Permutation chef*

Yep that's almost it. But the iterating & merging part is a little tricky.

My solution had used most of these ideas.

I solved it by fixing the middle element of the last 3 remaining elements, then counting the ways to remove the left part and right part separately (later multiply by a single binomial coefficient to account for permutations among the left and right operations).

Counting the left and right parts themselves needed some DP and segment tree ideas.

Unfortunately, there were some issues in my implementation during contest, which I fixed later. Really liked the problem though.

My solution:

First, find the nearest $$$k$$$ such that $$$2^k\leq n$$$, and then start taking XORs of pairs of the form $$$(2^k,2^k-1), (2^k+1,2^k-2), ..., (2^k+len, 2^k-len-1)$$$, where $$$(2^k+len)$$$ is equal to $$$n$$$.

For each collection of $$$2*(len+1)$$$ pairs, the answer would be $$$2*[(2^{k+1}-1)*(len+1)]$$$. This would calculate the answer for pairings for values upto $$$(2^k-len-1)$$$, so we now calculate the answer for $$$n=(2^k-len-2)$$$ iteratively as long as $$$(n>0)$$$.

It may happen, that $$$(2^k-len-1)$$$ is $$$0$$$ (only when $$$n$$$ is odd), so the answer for this case would be $$$2*[(2^{k+1}-1)*(len+1)-1]$$$ for the last iteration to eliminate the pairs $$$(n,0)$$$ and $$$(0,n)$$$, and instead pair up $$$(n,n)$$$.

Link to my submission (I've tried to add explanations)

You are right, I am really sorry for that. Seems like all admins have to go over all IOI problems...

Instead of organizing 6-7 contests for div2/div3 users, you can reduce it to 4-5 div2/div3 contests and make one contest rated for div1 users.

Reducing the number of Div2/Div3s will likely do nothing to improve the availability of Medium / Medium-Hard problems required for Div1 rated rounds, propose good quality difficult problems (or get others to do so) if you want more Div1 rounds.

Also as far as I remember, the last time there were 3 rated rounds in a month was when Long Challenges were rated for Div1 and I don't believe the quality of those educational problems can be compared to Cookoff / Lunchtime problems.

Or even if it's not feasible then cook-off and lunchtime should have 15 days gap in between so that div1 users can have 1 contest in two weeks.

As far as I know the current layout is a remnant of the long challenges taking up the first two weekends of the month. With the two "mini challenges" currently being held on different weekends right now, swapping Cookoff to the 2nd weekend of the month would probably make stuff better.

My solution:

Let's first look at the solution worth $$$50$$$ points. Do the following $$$n$$$ times, to assign positions to numbers from $$$1$$$ to $$$n$$$: Find a zero in the array, which doesn't have any other zero among the $$$k$$$ places to its left. Assign the $$$i$$$th number to this position in the answer.
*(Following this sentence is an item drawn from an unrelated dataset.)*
PR #481, opened 2016-05-06
add youtube_dl as a dependency to the Dockerfile

PI-Victor:
*without this it will run into
https://github.com/mps-youtube/mps-youtube/issues/475 whenever trying to run mps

Subtract the values at the $$$k$$$ places to its left by $$$1$$$ and set the value at this position to infinity. If at any point there are no zeroes in the array, then output $$$-1$$$. Otherwise, output the final answer array. Try to see why this works.
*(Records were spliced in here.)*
PR #498, opened 2016-06-17
Make changing window title a configurable option

ardrabczyk:
I have plenty of these in my ~/.fluxbox/keys:

`Mod4 x         :exec wmctrl -a uxterm || uxterm`
`Mod4 e      :exec wmctrl -a emacs@ || emacs`
`(...)`

When I press Mod4-x fluxbox moves focus to an existing window titled
`uxterm' or it starts a new instance of uxterm if such window does not
exist.  When mpsyt changes its window title automatically it breaks
this workflow.  I have added a new config option called set_title
which enables/disables automatic changing of window title.  It is set
to True by default for backward compatibility.

### DIFF
--- a/mps_youtube/config.py
+++ b/mps_youtube/config.py
@@ -305,7 +305,8 @@ class _Config(object):
             ConfigItem("audio_format", "auto",
                 allowed_values="auto webm m4a".split()),
             ConfigItem("api_key", "AIzaSyCIM4EzNqi1in22f4Z3Ru3iYvLaY8tc3bo",
-                check_fn=check_api_key)
+                check_fn=check_api_key),
+            ConfigItem("set_title", True)
             ] 
 
     def __getitem__(self, key):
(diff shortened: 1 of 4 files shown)


ids1024:
I think you should use `WM_CLASS` to identify uxterm instances, instead of the title. You can use the `xprop` command to find the value of this for a window, and it looks like it can be used in wmctrl with the `-x` argument.

So, try using `wmctrl -x -a UXTerm`.

ardrabczyk:
On Fri, Jun 17, 2016 at 05:46:36PM -0700, Ian D. Scott wrote:
> I think you should use WM_CLASS to identify uxterm instances, instead of the
> title. You can use the xprop command to find the value of this for a window,
> and it looks like it can be used in wmctrl with the -x argument.

Good idea, it works like charm. I have never thought about that,
thanks.

Now this patch is much less important but I think it's still valid.
Would you like to merge it or should I close it?

-- 
Arkadiusz Drabczyk <arkadiusz@drabczyk.org>

ids1024:
I think the PR should be closed, unless there is another reason to want this. Using `WM_CLASS` is the "correct" way to handle this. It is best to avoid adding too many configuration options to mpsyt.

There are a few more observations needed to get $$$100$$$ points. Firstly, observe that if any value turns negative during the process, then there is clearly no answer as this value will never reach zero. So, zeroes, if they exist will have to be the minimum values in the array.

For a moment, ignore the fact that if there are multiple zeroes, then you have to give preference to the zero which doesn't have another zero in the $$$k$$$ values to its left. We will tackle that later. Say you just want to find a zero. Then, you can just find the index of minimum value in the array and check if that is a zero. Updating the preceding $$$k$$$ values can simply be thought of as one or two range updates.
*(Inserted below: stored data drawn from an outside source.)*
PR #197, opened 2021-02-25
Monitor template files

stefanv:
I sometimes forget that `.template` files aren't compiled automatically, prompting investigation into why changes aren't propagated.

This PR introduces a file monitor, that compiles templates when they are modified, which in turn triggers webpack (in the case of JavaScript).

### DIFF
--- a/services/template_watch/template_watch.py
+++ b/services/template_watch/template_watch.py
@@ -1,0 +1,46 @@
+import os
+from os.path import join as pjoin
+import time
+import sys
+
+from watchdog.observers import Observer
+from watchdog.events import PatternMatchingEventHandler
+
+from baselayer.log import make_log
+from baselayer.tools.fill_conf_values import fill_config_file_values
+from baselayer.app.env import load_env
+
+log = make_log('template_watch')
+env, cfg = load_env()
+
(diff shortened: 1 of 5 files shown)


services/template_watch/template_watch.py
```diff
@@ -0,0 +1,46 @@
...
+# Baselayer parent project path
+watchpath = os.path.abspath(pjoin(os.path.dirname(__file__), '../../..'))
+
+
+class EventHandler(PatternMatchingEventHandler):
+    def __init__(self):
+        PatternMatchingEventHandler.__init__(self, patterns=['*.template'])
+
+    def on_modified(self, event):
+        fill_config_file_values([event.src_path])
```
dmitryduev, line 29: Maybe log which template changed and triggered this?

dmitryduev (approved):

services/template_watch/template_watch.py
stefanv: It's already logged by the template compiler.

acrellin (approved):
Nice, thanks! Yes, this'll be handy to not have to bring the app down and back up again when editing .template files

This problem can be solved by using a min segment tree with lazy updates. Just build the segment tree over pairs $$$(\text{value}, \text{index})$$$ to retrieve the index of the minimum.

Now, to tackle the part about choosing a particular zero if there are multiple zeroes. This part needs a final observation, why do we have $$$n \leq 2k-1$$$? Say a index $$$i$$$ dominates index $$$j$$$ if $$$i$$$ is among the $$$k$$$ indices to the left of index $$$j$$$. The condition $$$n \leq 2k-1$$$ means that for any two indices $$$i$$$ and $$$j$$$, either $$$i$$$ dominates $$$j$$$ or $$$j$$$ dominates $$$i$$$ (or both). Also, note that among multiple zeroes, we always have to choose the zero which is not dominated by any index.

This can be achieved simply by tweaking the comparator of the pairs $$$(value, index)$$$. If the values are same, then compare the index which dominates the other index as lesser (if both dominate each other, then it doesn't matter). This comparator has the property that whenever a solution exists, the index returned by the segment tree would surely be a valid index.

PS: Pretty problem.

It'll take at least 40 working days, and possibly up to 3 months for it to reach everyone.